(Dataset entries)

=== Begin Enclosure ===

PR #343, opened 2018-01-15
Modify the default settings so that if patches cannot be applied the composer install step fails.

vermario:
Hi! I propose this small change:

As found on the readme of the "composer-patches" package, the default behaviour is that a patch cannot be applied the build is allowed to continue.
In my opinion that is not a useful behaviour to have as the default because unpatched modules and core might end up in production, so I propose to set this setting to "TRUE" so that if patching fails the build is not allowed to go through.
People would still be able to remove that to get the old behaviour if desired.

More info on the readme of the composer-patches package at: https://github.com/cweagans/composer-patches#error-handling

### DIFF
--- a/composer.json
+++ b/composer.json
@@ -70,6 +70,7 @@
             "web/profiles/contrib/{$name}": ["type:drupal-profile"],
             "web/themes/contrib/{$name}": ["type:drupal-theme"],
             "drush/contrib/{$name}": ["type:drupal-drush"]
-        }
+        },
+        "composer-exit-on-patch-failure": true
     }
 }


pfrenssen:
This would be very nice to have. If we set this option this will make sure that people that are not aware of this option will not accidentally generate invalid builds if a patch cannot be downloaded for some reason.

In the next major version of composer-patches this option will be set by default. Ref. https://github.com/cweagans/composer-patches/issues/209

pfrenssen:
@vermario is it possible for you to update the PR and solve the merge conflict? The failure that happened seems to be unrelated.

AlexSkrypnyk:
This was added to 10.x
https://github.com/drupal-composer/drupal-project/blob/10.x/composer.json#L82

PR #348, opened 2018-01-28
Replace require-dev with webflo/drupal-core-require-dev

webflo:


wundo:
@webflo why did you do that?

I could not find the reasoning for this change.

This change hides the require-dev dependencies inside an "empty" project, and makes it hard to override the dependencies on the fly. It broke mine (and probably others) continuous integration.

webflo:
@wundo I am sorry about that, but this project its a starterkit. I think you should not depend on it directly. Use it as a base, make it your own.

Back to this specific change. The development dependencies got outdated over time. It was my goal to provide it as and standalone packages. I hope this makes it easier to update your project later on.

PR #350, opened 2018-02-09
Update /drush dir for Drush9

weitzman:
Shows how the benefits of a policyfile and also illustrates where to store site aliases and druh config.


drush/policy.drush.inc
```diff
@@ -1,38 +0,0 @@
...
- * Customize this file as desired. See https://github.com/drush-ops/drush/blob/8.x/examples/policy.drush.inc for documentation.
- */
-
-/**
- * Implements drush_hook_COMMAND_validate().
- *
- * Encourage folks to use `composer` instead of Drush pm commands
- */
-function drush_policy_pm_updatecode_validate() {
-  return _deny_message();
```
FatherShawn, line 13: This functionality is not present in the replacement `Drush\Commands\PolicyCommands` - should we not continue to prevent this?

weitzman: There is no pm-updatecode anymore so no need. Of course people still use Drush8 but thsoe folks are generally not starting brand new projects. This project is a starter-kit so we dont have to worry about existing sites.

FatherShawn: Same for `pm-update` and `pm-download` ...

FatherShawn: Ah - I should have checked the repo, I just did a quick check on _drushcommands.com_ !

webflo:
I did some code-styles fixes on the policy file.

drush/Commands/PolicyCommands.php
```diff
@@ -0,0 +1,59 @@
...
+  }
+
+  /**
+   * Unauthorized may not execute updates.
+   *
+   * @hook validate updatedb
+   *
+   * @throws \Exception
+   */
+  public function validateUpdateDb(CommandData $commandData) {
```
webflo: Lets remove the validateUpdateDb example. I think its to advanced. We could like to the example for more examples :) sqlSyncValidate and rsyncValidate is good enough.

drush/Sites/self.site.yml
```diff
@@ -0,0 +1,14 @@
+# Edit or remove this file as needed.
+# Docs at https://github.com/drush-ops/drush/blob/master/examples/example.site.yml
+
+#live:
```
webflo: Lets use prod here. It should match with our default policy file

webflo: drush/**Sites**/self.site.yml should be **sites**?. I looked through the drush code and should not find a instance with ``Sites``.

webflo (changes requested):

weitzman:
Implemented review feedback.

webflo:
@weitzman Thanks! Sorry for the delay.

PR #351, opened 2018-02-09
Honor .env files and suggest usage

weitzman:


webflo:
Thanks @weitzman this is a great addition especially the DRUSH_OPTIONS_URI trick. 👍

sharique:
This is really good feature, can we have some documentation, like how we can use these files for deployment?

weitzman:
Deployment is very site specific and I cant think of any generic docs we can add for it. Do you have anything in mind?

sharique:
Let's say I've created 1 .env file for each environment (like .env.local and .env.dev etc..), 
So what other steps I need to perform before running "composer install",  so that based on environment I get updated settings.php file ready to use. Or what additional parameter I need to pass to "composer install " so that it can generate appropriate settings.php.

weitzman:
`composer install` only downloads your codebase. It doesn't install drupal. Thats a one time step, unlike composer install/update.

You edit your settings.php by hand to add calls to getenv(). See this PR for examples.

PR #353, opened 2018-02-15
Suggest to install Drupal Console

### LINKED ISSUE #352: Move drupal/console from a required dependency to a dev dependency
Drupal Console has some nice functionality but it is not strictly required for drupal-project to function.

I would propose to move it from the `require` section to the `suggest` section. This means that when a Drupal project is created or updated, Composer will output a suggestion to install Drupal Console, and developers can then decide whether to use it or not depending on the needs of their project.

pfrenssen:
Fixes #352.


FatherShawn:
I don't think project itself uses/requires drush either.  If we move this should we not be consistent and suggest Drush as well?  That said **I can't picture setting up a drupal site as CLI administered via Composer without including the other CLI tools for Drupal.**

gnuget:
I agree with @FatherShawn, maybe we can include a fix to #357 on this PR?

pfrenssen:
Good suggestion, Drush is only used in the test suite, so it can be moved to `require-dev`.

=== End Enclosure ===

BRIEF:
Check each line above for the word "dependencies". Then state how many lines contain it, and nothing more.

SOLUTION TO THIS TASK:
2